Somatic therapist Briony Montgomery, speaking with Body+Soul, has a theory that takes a second to land. Feeling safe, truly safe, with another person can actually suppress desire. The nervous system, which spent the early months of the relationship running on adrenaline and anticipation, suddenly has nothing to scan for. “When your body is constantly scanning for what might go wrong, it’s very difficult to drop into pleasure,” she says. Take away the threat, and sometimes the charge goes with it.

Why Your Sex Drive Dies in a Long-Term Relationship, According to Science

Psychologist Taash Balakas gets at something related. For people who’ve spent years running on self-reliance, usually because dependable support was never really on offer, being cared for can feel more threatening than comforting. “Research shows that people who fear being cared for also report higher anxiety and stress,” she says. “It’s not about pride, it’s about protection.” And a nervous system running on low-grade anxiety isn’t exactly primed for getting it on.

Losing someone you’ve been seeing for two months is painful. Losing someone whose name is on your lease, who knows your family, who you’ve built an entire daily life around, is something else. The body treats those two scenarios very differently, and desire gets caught in that gap.

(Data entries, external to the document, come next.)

PR #240, opened 2021-11-15
feat: contract CLI options

unparalleled-js:
### What I did

Creates a new custom `ape.cli.option` for contract.
* The contract type _must_ be a contract within the current project
* The command fails in the arg collection stage when not in a project with the given contract (which is before starting up a network!).

Use case:

So you want to make a custom command that queries logs for a given contract. You have a provider like Infura and you have the compiled ABI etc. This makes it easy to pass in a CLI option for specifying the contract type.

### How I did it

Custom click option in the cli module using `from ape import projects`.

### How to verify it

```python
import click
import json
from ape.cli import contract_option

@click.group()
def cli():
    pass


@cli.command()
@contract_option(help="The name of the contract to dump the ABI from.", required=True)
def abi(contract):
    abi_dict = {"abi": [abi.to_dict() for abi in contract.abi]}
    output = json.dumps(abi_dict, indent=4)
    click.echo(output)


@cli.command()
@contract_option(help="The name of the contracts to list the extensions for.", multiple=True, required=True)
def list_ext(contract):
    exts = []
    for con in contract:
        ext = str(con.sourceId).split(".")[-1]
        exts.append(ext)

    click.echo(f"The given contracts have the following extensions: {exts}")
```

run the first one like `ape jules abi --contract Vault`. It should dump the vault source abi.

run the second one like `abi jules list-ext --contract Vault --contract Fund`. It should list the extensions `[.vy, .sol]`

### Checklist

### DIFF
--- a/src/ape/cli/options.py
+++ b/src/ape/cli/options.py
@@ -123,7 +123,7 @@ def _load_contracts(ctx, param, value) -> Optional[Union[ContractType, List[Cont
     return [create_contract(c) for c in value] if is_multiple else create_contract(value)
 
 
-def contract_type_option(help=None, required=False, multiple=False):
+def contract_option(help=None, required=False, multiple=False):
     """
     Contract(s) from the current project.
     If you pass ``multiple=True``, you will get a list of contract types from the callback.
--- a/src/ape/cli/options.py
+++ b/src/ape/cli/options.py
@@ -1,9 +1,13 @@
+from typing import List, Optional, Union
+
 import click
 
-from ape import networks
+from ape import networks, project
 from ape.cli.choices import AccountAliasPromptChoice, NetworkChoice
 from ape.cli.utils import Abort
+from ape.exceptions import ContractError
 from ape.logging import LogLevel, logger
+from ape.types import ContractType
 
 
 class ApeCliContextObject:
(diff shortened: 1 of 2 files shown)


fubuloubu (dismissed):
Interesting feature, seems appropiate for use w/ deploy scripts

src/ape/cli/options.py
```diff
@@ -99,3 +103,32 @@ def account_option_that_prompts_when_not_given():
...
+
+    is_multiple = isinstance(value, (tuple, list))
+
+    def create_contract(contract_name: str) -> ContractType:
+        if contract_name not in project.contracts:
+            raise ContractError(f"No contract named '{value}'")
+
+        return project.contracts[contract_name]
+
+    return [create_contract(c) for c in value] if is_multiple else create_contract(value)
```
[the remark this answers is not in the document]
unparalleled-js: I think if the user passes in `multiuple=True`, they are expecting a list. Otherwise, they are not.

Like, if the user did not know they _could_ possible `multiple=True` for some reason, it would be a little surprising to get a list... Like in the `How To Verify It` first example.

unparalleled-js:
> Interesting feature, seems appropiate for use w/ deploy scripts

Yeah! That is a good use case. Another use case is getting logs for contracts

src/ape/cli/options.py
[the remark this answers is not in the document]
fubuloubu: gotcha, okay this is fine then

src/ape/cli/options.py
```diff
@@ -99,3 +103,32 @@ def account_option_that_prompts_when_not_given():
...
+
+
+def _load_contracts(ctx, param, value) -> Optional[Union[ContractType, List[ContractType]]]:
+    if not value:
+        return None
+
+    if len(project.contracts) == 0:
+        raise ContractError("Project has no contracts.")
+
+    is_multiple = isinstance(value, (tuple, list))
```
fubuloubu, line 115: Wait, you don't opt-in to this behavior? Could make it harder to use

unparalleled-js: You do opt in.
See the examples in the `How to verify it` section!

unparalleled-js: When you pass in `multiple=True`, it works the exact same was when doing it for `click.option()`, you get a list as the `value`.

The default value is `False`, which makes `value` not a list but a single item.

Here, we detect if the user is doing multiple mode or not and return the same type of value (list or single item)

unparalleled-js: I will add a comment

fubuloubu: It seems like it would be cleaner to access that kwarg somehow, but I could see how this is not available

fubuloubu (approved):

fubuloubu:
For whatever reason, this PR started causing docker build failures
https://hub.docker.com/repository/docker/apeworx/ape/builds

Balakas has a prescription, and it’s deceptively simple. “Softening doesn’t mean losing your independence,” she says. “It means allowing yourself to experience care without assuming it will disappear.” Anyone who’s spent years bracing for abandonment knows how much work is hiding inside those two sentences. And for many people, letting someone take care of them turns out to be far more exposing than anything that happened in the early months.